[Saved entries]
PR #124, opened 2022-04-07
Feat: Implement updateAttribute()

Meldiron:


Meldiron:
Mongo tests are expected to fail, implementation missing.

Meldiron:
Letting the database natively rebuild index (and decide when it needs to do it) is a better solution because:
- If it fails, the whole thing fails. You don't need to rollback anything
- The index regeneration SHOULD behave the same as CREATE INDEX, so there isn't any advantage or disadvantage

src/Database/Database.php
```diff
@@ -412,6 +412,150 @@ public function deleteCollection(string $id): bool
...
+        // Can get to false during function
+        $success = true;
+
+        $collection = $this->getCollection($collection);
+
+        $attributes = $collection->getAttribute('attributes', []);
+
+        $attributeIndex = \array_search($id, \array_map(function($attribute) {
+            return $attribute['$id'];
+        }, $attributes));
```
TorstenDittmann, line 449: see my other PR reviews regarding this.

src/Database/Database.php
```diff
@@ -412,6 +412,150 @@ public function deleteCollection(string $id): bool
...
+            throw new Exception('Attribute not found');
+        }
+
+        $attribute = $attributes[$attributeIndex];
+
+        if($type !== null || $size !== null || $signed !== null || $array !== null) {
+            $type = $type === null ? $attribute->getAttribute('type') : $type;
+            $size = $size === null ? $attribute->getAttribute('size') : $size;
+            $signed = $signed === null ? $attribute->getAttribute('signed') : $signed;
+            $array = $array === null ? $attribute->getAttribute('array') : $array;
```
TorstenDittmann, line 461:
```suggestion
            $type ??= $attribute->getAttribute('type');
            $size ??= $attribute->getAttribute('size');
            $signed ??= $attribute->getAttribute('signed');
            $array ??= $attribute->getAttribute('array');
```

src/Database/Database.php
```diff
@@ -412,6 +412,150 @@ public function deleteCollection(string $id): bool
...
+                    break;
+                default:
+                    throw new Exception('Unknown attribute type: ' . $type);
+                    break;
+            }
+
+            $attribute->setAttribute('type', $type);
+            $attribute->setAttribute('size', $size);
+            $attribute->setAttribute('signed', $signed);
+            $attribute->setAttribute('array', $array);
```
TorstenDittmann, line 487:
```suggestion
            $attribute
                ->setAttribute('type', $type)
                ->setAttribute('size', $size)
                ->setAttribute('signed', $signed)
                ->setAttribute('array', $array);
```

this can be chained.

TorstenDittmann (changes requested):

TorstenDittmann:
Looking at this, it might have been smarter to implement more smaller functions instead of a universal one 🤔

src/Database/Database.php
Meldiron: Updated. Cant use in_array here, as I need index later on.

src/Database/Database.php
Meldiron: Applied

src/Database/Database.php
Meldiron: Applied

Meldiron:
> Looking at this, it might have been smarter to implement more smaller functions instead of a universal one 🤔

Yes, there is also an edge case when index rebuild might be triggered, and query results would depend on how strict MariaDB settings are. Before making this user-faced in Appwrite, we need bigger research (what queries cost more) and separate index-rebuilding-logic from the one that doesn't. For now, for migration purposes, this should be quick and simple solution.

Do you want me to work on improving this PR?

src/Database/Database.php
```diff
@@ -412,6 +412,151 @@ public function deleteCollection(string $id): bool
...
+                    break;
+            }
+
+            $attribute
+                ->setAttribute('type', $type)
+                ->setAttribute('size', $size)
+                ->setAttribute('signed', $signed)
+                ->setAttribute('array', $array);
+
+            $success = $this->adapter->updateAttribute($collection->getId(), $id, $type, $size, $signed, $array);
```
TorstenDittmann, line 490: Don't we want to throw an exception here if something fails?

tests/Database/Base.php
```diff
@@ -1930,4 +1931,244 @@ public function testGetId()
...
+            null, // type
+            10, // size
+            false, // required
+            "Unnamed", // default
+            null, // signed
+            null, // array
+            null, // format
+            null, // formatOptions
+            null, // filters
+        ));
```
TorstenDittmann, line 1995: For readability we can use named arguments here:
```suggestion
        $this->assertTrue($database->updateAttribute('stocks', 'brand',
            size: 10,
            required: false,
            default: "Unnamed"
        ));
```

src/Database/Database.php
Meldiron: It will throw automatically, providing a proper message of what happened. For instance `Truncated incorrect INTEGER value: "Matej"`

TorstenDittmann: So, why do we need to keep success?

Let's say it returns `false` -> indicating that something went wrong. We are still executing all of its remaining code.

Meldiron: Hmm, I see the confusion now. First, I added `return $success` as it was missing.

The boolean comes from `PDO->execute()`. Not sure why it returns a boolean but also throws an exception. Looking at other adapter methods, they all return `execute()`, so they return a boolean.

TorstenDittmann: Now we are returning it too early 👍🏻 

The PDO has a configuration, where we can set either throw an exception or return false/true. Let's check if its false here and return false. If not just continue. At the bottom we can just return `true`. That way we make sure, we do actions only when previous steps are successful.

Meldiron:
Closing PR. Problem addressed in separate PR that makes more developer-friendly interfaces: https://github.com/utopia-php/database/pull/132

Most of the code copied from this PR.

PR #129, opened 2022-04-18
Fix structure validation for creating new attributes in a collection:

fogelito:
Fix Error:
"Invalid document structure: Attribute "$internalId" has invalid type. Value must be a valid string."

When we use the funtion getDocument:
$document['$internalId'] = $document['_id'];
The value is the autoincrement primary key which is an Integer not a string.

### DIFF
--- a/docker-compose.yml
+++ b/docker-compose.yml
@@ -56,7 +56,7 @@ services:
       MONGO_INITDB_ROOT_PASSWORD: example
 
   mysql:
-    image: mysql:8.0.25
+    image: mysql:8.0.28-oracle
     container_name: utopia-mysql
     networks:
       - database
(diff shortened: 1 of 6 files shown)


fogelito:
Screen Shot 2022-04-18 at 12 01 19
Screen Shot 2022-04-18 at 12 03 08

docker-compose.yml
```diff
@@ -56,7 +56,7 @@ services:
       MONGO_INITDB_ROOT_PASSWORD: example
 
   mysql:
-    image: mysql:8.0.25
+    image: mysql:8.0.28-oracle
```
TorstenDittmann, line 59: What does this change do? 🙂

TorstenDittmann (approved):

Instructions to follow | Would you please copy exactly the part of the entries above that begins at the line containing "Feat: Implement updateAttribute()" and ends at the line containing "Letting the database", both lines included?

Result of the exercise |
Feat: Implement updateAttribute()

Meldiron:


Meldiron:
Mongo tests are expected to fail, implementation missing.

Meldiron:
Letting the database natively rebuild index (and decide when it needs to do it) is a better solution because:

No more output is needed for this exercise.